Together, the team has been generating real data based on Density Functional Theory (DFT) methods using Gaussian 16, a well-known computational chemistry software package, then translating the data into animation. The animations are then contrasted to regular representations of organic chemistry, so that the users can bridge the gap between “written” and “real” molecular structures.
Left: A typical reaction mechanism as presented in chemistry textbooks. Right: The computed transition structure – the high-energy structure the molecules have to reach in order to react.
"It’s been an incredibly valuable teaching experience being able to train the students in our group to do that," said Buttard. "They had to gain a deep understanding of the reactions and their mechanisms to produce relevant structures from these complex DFT calculations, and often they were working with reactions they hadn’t studied in class yet."
“Modeling chemical reactions is not yet at the plug-and-play level,” added Champagne. “Each animation takes many hours of behind-the-scenes work to optimize the structures along the reaction, which requires a significant dose of chemical intuition. Our innovation stems from the fact we are bringing these interactive 3D animations of reactions, which computational chemists have looked at for decades, to those who need it.”
The team has been steadily building their virtual library, starting with a dozen of the most famous chemical reactions now available on the VOC website, such as the SN2, E2, Friedel-Crafts and Diels-Alder reactions.
With hundreds of organic chemical reactions presented in sophomore-level textbooks, Champagne says the project will have plenty of room to grow as it’s incorporated in more chemistry classrooms around the world.

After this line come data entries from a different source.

PR #112, opened 2023-06-27
Fix Zellij selection highlight

### LINKED ISSUE #111: Zellij bg value should the highlight value
As reported in #107 

Related issue: zellij-org/zellij#1368

Simple fix, just needs to have the bg value set to base03 since the theme's bg is used for selection highlights and not the background iteself. Apologies for missing this.

RANKSHANK:
Closes #111

Theme's bg value is used for selection, not the background so updated bg to base03 to address this


danth (approved):
Thanks for the fix :)

PR #119, opened 2023-07-05
Added WezTerm Support

### LINKED ISSUE #118: WezTerm Support
I'm currently making a module for [WezTerm](https://wezfurlong.org/wezterm/index.html), and would like some input.

I'm stuck on choosing an approach that allows the module to be automatically loaded. The issue is the config [returns a lua table](https://wezfurlong.org/wezterm/config/files.html#configuration-file-structure). This table's implementation is not defined by the [Home Manager module](https://github.com/nix-community/home-manager/blob/c24deeca64538dcbc589ed8da9146e4ca9eb85b7/modules/programs/wezterm.nix#L99), so applying our settings in a way that doesn't affect the user's config isn't straightforward.

I see three options:

1. Force our changes to the Home Manager module's `extraConfig`. This requires the user to work around our config implementation, and will result in breaking preexisting user configs.

2. Forgo autoloading and just generate a color scheme for the user to manually set. Based on what [I've seen](https://github.com/wez/wezterm/blob/9459f64cce393a56b9be6deddc6a622332aff7c8/config/src/color.rs#L684), we can't set the font this way.

3. Take advantage of the [config load order](https://wezfurlong.org/wezterm/config/files.html#configuration-files). We'd generate our own `stylix.lua` and set it to be loaded instead of the user's `wezterm.lua`. We can then handle loading the user's config ourselves to overlay our table with.

I'm leaning towards option 3, specifically setting the `$WEZTERM_CONFIG_FILE` environment variable, but I'm not sure if that's too much of a hack.

I'd also like some input on applying a [background gradient](https://wezfurlong.org/wezterm/config/appearance.html#window-background-gradient) that blends between `base00` and `base01`. It looks quite good, but this sort of addition is not specified in the project's style guide.

RANKSHANK:
Closes #118

Accomplished by overriding Home Manager's config generation and wrapping the user's config in a function so that the table can be accessed to overlay the generated config.


danth:
It looks like the tabs aren't getting themed properly:

Tab with black background and white foreground not matching theme

Although the module has some relevant code for tabs. Does this work on your end?

RANKSHANK:
Nope, WezTerm defaults to fancy tabs which look the same on my end. It's a [WezTerm issue](https://github.com/wez/wezterm/issues/2615) with the new fancy tabs not respecting color schemes.

If we want to address this one option is to follow [Catppuccin's suggested workaround ](https://github.com/catppuccin/wezterm/issues/12) and set the tab bar style to retro as the default.

The other option is to try and add our own lua callback as described in the WezTerm issue.

Happy to do either, I was just avoiding modifying the default configuration. I'm not sure how opinionated this project aims to be when it comes to modifying defaults.

danth:
I think in this case it's ressonable to change the default as the styling doesn't work without it.

Setting the tab bar to retro seems like the more obvious choice, but it's up to you since I'm not a WezTerm user.

RANKSHANK:
I have my terminal configured to hide the tabs since I use a standalone multiplexer for consistency over SSH, so my opinion is just as relevant as yours.

That said I set the default to retro tabs and added a comment with a link back to the WezTerm issue. If users want fancy tabs they just have to add ``use_fancy_tab_bar = true`` to their config and it'll be set back to the default.

danth (approved):
This is looking better now, thanks :)

PR #127, opened 2023-07-15
Fix Avizo RGBA format

### LINKED ISSUE #126: Incorrect RGBA format in Avizo
When using stylix, I get this error when running Avizo wrapper scripts:
```
** (avizo-client:262964): ERROR **: 21:56:47.301: avizo_client.vala:246: Invalid RGBA color value: #303446FF
/nix/store/n5nk79nvp8l0zn0rxrassjg7g2l8wkm3-avizo-1.2.1/bin/..volumectl-wrapped-wrapped: line 171: 262964 Trace/breakpoint trap   (core dumped) avizo-client --image-resource="$image" --progress="$progress"
```
This arises from the following lines where opacity is used: https://github.com/danth/stylix/blob/0087f554ffe5293a2db7444145b1c54ee338399f/modules/avizo/hm.nix#L17-L20

[Avizo uses GDK APIs to parse RGBA values from their config files](https://github.com/misterdanb/avizo/blob/9cd5319503584e2e7e0e1ec1fe35c5b8c3e7262e/src/avizo_client.vala#L261-L271). Surprisingly, [the API does not specify any way to parse hex values of the format `#rrggbbaa`](https://docs.gtk.org/gdk3/method.RGBA.parse.html), which is the source of the error.

The only way to include opacity information seems to be to use the format `rgba(dec-r, dec-g, dec-b, alpha)`.

gekoke:
Fixes #126

### DIFF
--- a/modules/avizo/hm.nix
+++ b/modules/avizo/hm.nix
@@ -14,10 +14,10 @@ in
     services.avizo = {
         settings = {
             default = {
-              background = "rgba(${base00-rgb-r}, ${base00-rgb-g}, ${base00-rgb-b}, ${aviOpacity})";
+              background = "rgba(${base01-rgb-r}, ${base01-rgb-g}, ${base01-rgb-b}, ${aviOpacity})";
               border-color = "rgba(${base0D-rgb-r}, ${base0D-rgb-g}, ${base0D-rgb-b}, ${aviOpacity})";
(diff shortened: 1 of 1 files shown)


danth (approved):
Thanks! It does seem like this is the only documented way to do it.

danth:
See #129 for why the build failed - it's not related

PR #130, opened 2023-07-20
fix(modules/kde/hm): don't enable by default on darwin

lovesegfault:
It doesn't make much sense, and it breaks eval on darwin since
xdg.systemDirs is not available.


danth (approved):
Thanks!

PR #135, opened 2023-07-28
Add trick with dynamic wallpaper generation

asciimoth:
Add trick with dynamic wallpaper generation based on the selected theme to docs


danth (approved):
#102 adds a way to use a plain colour as the wallpaper directly, but I'll merge this in the meantime.

PR #138, opened 2023-08-01
Change waybar font size to pt instead of px

jezcope:
Specifying waybar font size in pixels leaves it looking weird because they end up a different size to most other places where it's specified in points. This fixes that for a more consistent look.


danth (approved):
LGTM, thanks!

“As students join my research group and learn how to run calculations, they develop tutorials and practice on simple organic reactions,” said Champagne. “This work can be turned into the interactive animations on VOC, and our hope is that more students and teachers from across the world will use these animations to better understand, or teach, organic reaction mechanisms. There are too many reactions taught in organic chemistry for us to run out of work for a few years. ... Visualize Organic Chemistry is here to stay.”